## To do
Take the entries below and print all of them exactly, please.

## Materials provided
Issue #13647, opened 2018-12-10
Discusion 4.0.x Way of improving generic database setup


dschissler:
Here is an example of a typical generic database setup for a Phalcon 3 base project.  Notice that for Postgres the charset needs to be unset or apparently something bad will happen.  I'm thinking that it would be very nice if the builtin host based RDBSs didn't need this and would also default to utf8 by default.  I think that going forward about 99.5% of people want utf8 and fine if they don't then they can set it themselves.  It would be nice to do a bit of default handholding in Phalcon 4.  Does anyone else think that Phalcon should automatically set some PDO options and also to assume utf8 by default?

```php
    $class = $config->database->adapter;
    $params = [
        'host'     => $config->database->host,
        'username' => $config->database->username,
        'password' => $config->database->password,
        'dbname'   => $config->database->dbname,
        'charset'  => $config->database->charset,
    ];

    if ($class == Postgresql::class) {
        unset($params['charset']);
    }

    $connection = new $class($params);
```

CameronHall:
I agree! Worth noting that for the MySQL adapter we should set the default charset to `utf8mb4.

dschissler:
Oh right!  Good one.  Modern MySQL is pretty good but it sure has a funky history and PHP MySQL is even funkier.

CameronHall:
It's both. The character set can be defined on the DB, table and the connection. When I create my PDO connection I do this;
```php
PDO::MYSQL_ATTR_INIT_COMMAND => 'SET NAMES utf8mb4'
```

CameronHall:
I'd never actually thought much about it until now. I found a [StackOverflow](https://stackoverflow.com/questions/24356090/difference-between-database-table-column-collation) answer explaining the order of precedence. 

> Order of precedence with topmost being least precedence:
> 
> - Server collation
> - Connection-specific collation
> - Database collation
> - Table collation
> - Column collation
> - Query collation (using CAST or CONVERT)

So I suppose setting the character set on the connection doesn't really do a whole lot when it can be overriden by everything else anyway (and rightfully so).

dschissler:
[...]

PR #13841, opened 2019-02-18
[13647] - Allow default PDO DSN values.

dschissler:
Hello!

* Type: new feature
* Link to issue: [#13647](https://github.com/phalcon/cphalcon/issues/13647)

Small description of change:

This initial commit is an early proof-of-concept for providing automatic DSN values for each PDO adapter.  At the moment only the MySQL adapter is providing anything with `charset=utf8mb4`.  As far as the other included adapters postgres and sqlite don't seem to support that option.  The goal is to remove the need to specify the charset in PHP code for 99% of the users.  This will ease the learning curve as well as allow frameworks and skeletons to have an easier time.

**NOTICE:** I'm trying something different by using a different forked branch for each PR.  If this change is acceptable then I'll make the change log entry to get this all of the way through.  In order to avoid merge conflicts this should be done as late as possible.  I hope to be able to have several of these going at once for higher throughput.

### DIFF
--- a/phalcon/db/adapter/pdo.zep
+++ b/phalcon/db/adapter/pdo.zep
@@ -52,7 +52,7 @@ abstract class Pdo extends Adapter
 	protected _pdo;
 
 	/**
-	 *
+	 * Returns PDO adapter DSN defaults as a key-value map.
 	 */
 	abstract protected function getDsnDefaults() -> array;
 
--- a/phalcon/db/adapter/pdo.zep
+++ b/phalcon/db/adapter/pdo.zep
@@ -52,6 +52,11 @@ abstract class Pdo extends Adapter
 	protected _pdo;
 
 	/**
+	 *
+	 */
+	abstract protected function getDsnDefaults() -> array;
+
+	/**
 	 * Constructor for Phalcon\Db\Adapter\Pdo
 	 */
 	public function __construct(array! descriptor)
@@ -75,7 +80,6 @@ abstract class Pdo extends Adapter
 	{
 		return this->_affectedRows;
 	}
-
 
 	/**
 	 * Starts a transaction in the connection
@@ -246,8 +250,8 @@ abstract class Pdo extends Adapter
 	 */
 	public function connect(array descriptor = null) -> bool
 	{
-		var username, password, dsnParts, dsnAttributes,
-			persistent, options, key, value;
+		var username, password, dsnDefaults, dsnDefaultValue, dsnParts,
+			dsnAttributes, persistent, options, key, value, pdoKey;
 
 		if empty descriptor {
 			let descriptor = (array) this->_descriptor;
@@ -283,12 +287,15 @@ abstract class Pdo extends Adapter
 		/**
 		 * Check for \PDO::XXX class constant aliases
 		 */
-        for key, value in options {
-            if typeof key == "string" && defined("\PDO::" . key->upper()) {
-                let options[constant("\PDO::" . key->upper())] = value;
-                unset options[key];
-            }
-        }
+		for key, value in options {
+			if typeof key == "string" {
+				let pdoKey = "\PDO::" . key->upper();
+				if defined(pdoKey) {
+					let options[constant(pdoKey)] = value;
+					unset options[key];
+				}
+			}
+		}
 
 		/**
 		 * Check if the connection must be persistent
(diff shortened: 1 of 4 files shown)


phalcon/db/adapter/pdo/sqlite.zep
```diff
@@ -43,6 +43,26 @@ class Sqlite extends PdoAdapter
...
+		return [];
+	}
+
+	/**
+	 * Constructor for Phalcon\Db\Adapter\Pdo\Sqlite
+	 */
+	public function __construct(array! descriptor)
+	{
+		if isset descriptor["charset"] {
+			trigger_error("Postgres does not allow the charset to be changed in the DSN.");
```
sergeyklay:
```suggestion
			trigger_error("Sqlite does not allow the charset to be changed in the DSN.");
```

phalcon/db/adapter/pdo.zep
```diff
@@ -51,6 +51,11 @@ abstract class Pdo extends Adapter
 	 */
 	protected _pdo;
 
+	/**
+	 *
+	 */
+	abstract protected function getDsnDefaults() -> array;
```
sergeyklay: Provide please documentation string

phalcon/db/adapter/pdo/postgresql.zep
```diff
@@ -45,6 +45,23 @@ class Postgresql extends PdoAdapter
 
 	protected _type = "pgsql";
 
+	protected function getDsnDefaults() -> array
```
sergeyklay: the same here

sergeyklay (changes requested):
I like the idea. But we need tests and please amend change log

phalcon/db/adapter/pdo/sqlite.zep
```diff
@@ -43,6 +43,26 @@ class Sqlite extends PdoAdapter
 
 	protected _type = "sqlite";
 
+	/**
+	 *
+	 */
+	protected function getDsnDefaults() -> array
```
sergeyklay: Provide please documentation string

phalcon/db/adapter/pdo.zep
dschissler: I think that the [Oracle Incubator](https://github.com/phalcon/incubator/blob/master/Library/Phalcon/Db/Adapter/Pdo/Oracle.php) will need to be updated shortly after this is merged.  So you'd need to start a 4.x incubator branch.

dschissler:
@sergeyklay 

> I like the idea. But we need tests and please amend change log

I will do the change log entry last to help prevent merge conflicts with my other branches.

CameronHall (approved):

phalcon/db/adapter/pdo.zep
```diff
@@ -283,12 +287,15 @@ abstract class Pdo extends Adapter
...
-        }
+		for key, value in options {
+			if typeof key == "string" {
+				let pdoKey = "\PDO::" . key->upper();
+				if defined(pdoKey) {
+					let options[constant(pdoKey)] = value;
+					unset options[key];
+				}
+			}
+		}
```
niden: Instead of trying to "guess" what the developer passed, why not leave it as simple `options` without trying to figure out what `\PDO` constant this is?

phalcon/db/adapter/pdo/mysql.zep
```diff
@@ -46,6 +46,17 @@ class Mysql extends PdoAdapter
...
 	protected _type = "mysql";
 
+	/**
+	 * Returns PDO adapter DSN defaults as a key-value map.
+	 */
+	protected function getDsnDefaults() -> array
+	{
+		// In modern MySQL the "utf8mb4" charset is more ideal than just "uf8".
+		return [
+			"charset" : "utf8mb4"
```
niden: :+1:

niden (changes requested):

## Finished task
Issue #13647, opened 2018-12-10
Discusion 4.0.x Way of improving generic database setup


dschissler:
Here is an example of a typical generic database setup for a Phalcon 3 base project.  Notice that for Postgres the charset needs to be unset or apparently something bad will happen.  I'm thinking that it would be very nice if the builtin host based RDBSs didn't need this and would also default to utf8 by default.  I think that going forward about 99.5% of people want utf8 and fine if they don't then they can set it themselves.  It would be nice to do a bit of default handholding in Phalcon 4.  Does anyone else think that Phalcon should automatically set some PDO options and also to assume utf8 by default?

```php
    $class = $config->database->adapter;
    $params = [
        'host'     => $config->database->host,
        'username' => $config->database->username,
        'password' => $config->database->password,
        'dbname'   => $config->database->dbname,
        'charset'  => $config->database->charset,
    ];

    if ($class == Postgresql::class) {
        unset($params['charset']);
    }

    $connection = new $class($params);
```

CameronHall:
I agree! Worth noting that for the MySQL adapter we should set the default charset to `utf8mb4.

dschissler:
Oh right!  Good one.  Modern MySQL is pretty good but it sure has a funky history and PHP MySQL is even funkier.

CameronHall:
It's both. The character set can be defined on the DB, table and the connection. When I create my PDO connection I do this;
```php
PDO::MYSQL_ATTR_INIT_COMMAND => 'SET NAMES utf8mb4'
```

CameronHall:
I'd never actually thought much about it until now. I found a [StackOverflow](https://stackoverflow.com/questions/24356090/difference-between-database-table-column-collation) answer explaining the order of precedence. 

> Order of precedence with topmost being least precedence:
> 
> - Server collation
> - Connection-specific collation
> - Database collation
> - Table collation
> - Column collation
> - Query collation (using CAST or CONVERT)

So I suppose setting the character set on the connection doesn't really do a whole lot when it can be overriden by everything else anyway (and rightfully so).

dschissler:
[...]

PR #13841, opened 2019-02-18
[13647] - Allow default PDO DSN values.

dschissler:
Hello!

* Type: new feature
* Link to issue: [#13647](https://github.com/phalcon/cphalcon/issues/13647)

Small description of change:

This initial commit is an early proof-of-concept for providing automatic DSN values for each PDO adapter.  At the moment only the MySQL adapter is providing anything with `charset=utf8mb4`.  As far as the other included adapters postgres and sqlite don't seem to support that option.  The goal is to remove the need to specify the charset in PHP code for 99% of the users.  This will ease the learning curve as well as allow frameworks and skeletons to have an easier time.

**NOTICE:** I'm trying something different by using a different forked branch for each PR.  If this change is acceptable then I'll make the change log entry to get this all of the way through.  In order to avoid merge conflicts this should be done as late as possible.  I hope to be able to have several of these going at once for higher throughput.

### DIFF
--- a/phalcon/db/adapter/pdo.zep
+++ b/phalcon/db/adapter/pdo.zep
@@ -52,7 +52,7 @@ abstract class Pdo extends Adapter
 	protected _pdo;
 
 	/**
-	 *
+	 * Returns PDO adapter DSN defaults as a key-value map.
 	 */
 	abstract protected function getDsnDefaults() -> array;
 
--- a/phalcon/db/adapter/pdo.zep
+++ b/phalcon/db/adapter/pdo.zep
@@ -52,6 +52,11 @@ abstract class Pdo extends Adapter
 	protected _pdo;
 
 	/**
+	 *
+	 */
+	abstract protected function getDsnDefaults() -> array;
+
+	/**
 	 * Constructor for Phalcon\Db\Adapter\Pdo
 	 */
 	public function __construct(array! descriptor)
@@ -75,7 +80,6 @@ abstract class Pdo extends Adapter
 	{
 		return this->_affectedRows;
 	}
-
 
 	/**
 	 * Starts a transaction in the connection
@@ -246,8 +250,8 @@ abstract class Pdo extends Adapter
 	 */
 	public function connect(array descriptor = null) -> bool
 	{
-		var username, password, dsnParts, dsnAttributes,
-			persistent, options, key, value;
+		var username, password, dsnDefaults, dsnDefaultValue, dsnParts,
+			dsnAttributes, persistent, options, key, value, pdoKey;
 
 		if empty descriptor {
 			let descriptor = (array) this->_descriptor;
@@ -283,12 +287,15 @@ abstract class Pdo extends Adapter
 		/**
 		 * Check for \PDO::XXX class constant aliases
 		 */
-        for key, value in options {
-            if typeof key == "string" && defined("\PDO::" . key->upper()) {
-                let options[constant("\PDO::" . key->upper())] = value;
-                unset options[key];
-            }
-        }
+		for key, value in options {
+			if typeof key == "string" {
+				let pdoKey = "\PDO::" . key->upper();
+				if defined(pdoKey) {
+					let options[constant(pdoKey)] = value;
+					unset options[key];
+				}
+			}
+		}
 
 		/**
 		 * Check if the connection must be persistent
(diff shortened: 1 of 4 files shown)


phalcon/db/adapter/pdo/sqlite.zep
```diff
@@ -43,6 +43,26 @@ class Sqlite extends PdoAdapter
...
+		return [];
+	}
+
+	/**
+	 * Constructor for Phalcon\Db\Adapter\Pdo\Sqlite
+	 */
+	public function __construct(array! descriptor)
+	{
+		if isset descriptor["charset"] {
+			trigger_error("Postgres does not allow the charset to be changed in the DSN.");
```
sergeyklay:
```suggestion
			trigger_error("Sqlite does not allow the charset to be changed in the DSN.");
```

phalcon/db/adapter/pdo.zep
```diff
@@ -51,6 +51,11 @@ abstract class Pdo extends Adapter
 	 */
 	protected _pdo;
 
+	/**
+	 *
+	 */
+	abstract protected function getDsnDefaults() -> array;
```
sergeyklay: Provide please documentation string

phalcon/db/adapter/pdo/postgresql.zep
```diff
@@ -45,6 +45,23 @@ class Postgresql extends PdoAdapter
 
 	protected _type = "pgsql";
 
+	protected function getDsnDefaults() -> array
```
sergeyklay: the same here

sergeyklay (changes requested):
I like the idea. But we need tests and please amend change log

phalcon/db/adapter/pdo/sqlite.zep
```diff
@@ -43,6 +43,26 @@ class Sqlite extends PdoAdapter
 
 	protected _type = "sqlite";
 
+	/**
+	 *
+	 */
+	protected function getDsnDefaults() -> array
```
sergeyklay: Provide please documentation string

phalcon/db/adapter/pdo.zep
dschissler: I think that the [Oracle Incubator](https://github.com/phalcon/incubator/blob/master/Library/Phalcon/Db/Adapter/Pdo/Oracle.php) will need to be updated shortly after this is merged.  So you'd need to start a 4.x incubator branch.

dschissler:
@sergeyklay 

> I like the idea. But we need tests and please amend change log

I will do the change log entry last to help prevent merge conflicts with my other branches.

CameronHall (approved):

phalcon/db/adapter/pdo.zep
```diff
@@ -283,12 +287,15 @@ abstract class Pdo extends Adapter
...
-        }
+		for key, value in options {
+			if typeof key == "string" {
+				let pdoKey = "\PDO::" . key->upper();
+				if defined(pdoKey) {
+					let options[constant(pdoKey)] = value;
+					unset options[key];
+				}
+			}
+		}
```
niden: Instead of trying to "guess" what the developer passed, why not leave it as simple `options` without trying to figure out what `\PDO` constant this is?

phalcon/db/adapter/pdo/mysql.zep
```diff
@@ -46,6 +46,17 @@ class Mysql extends PdoAdapter
...
 	protected _type = "mysql";
 
+	/**
+	 * Returns PDO adapter DSN defaults as a key-value map.
+	 */
+	protected function getDsnDefaults() -> array
+	{
+		// In modern MySQL the "utf8mb4" charset is more ideal than just "uf8".
+		return [
+			"charset" : "utf8mb4"
```
niden: :+1:

niden (changes requested):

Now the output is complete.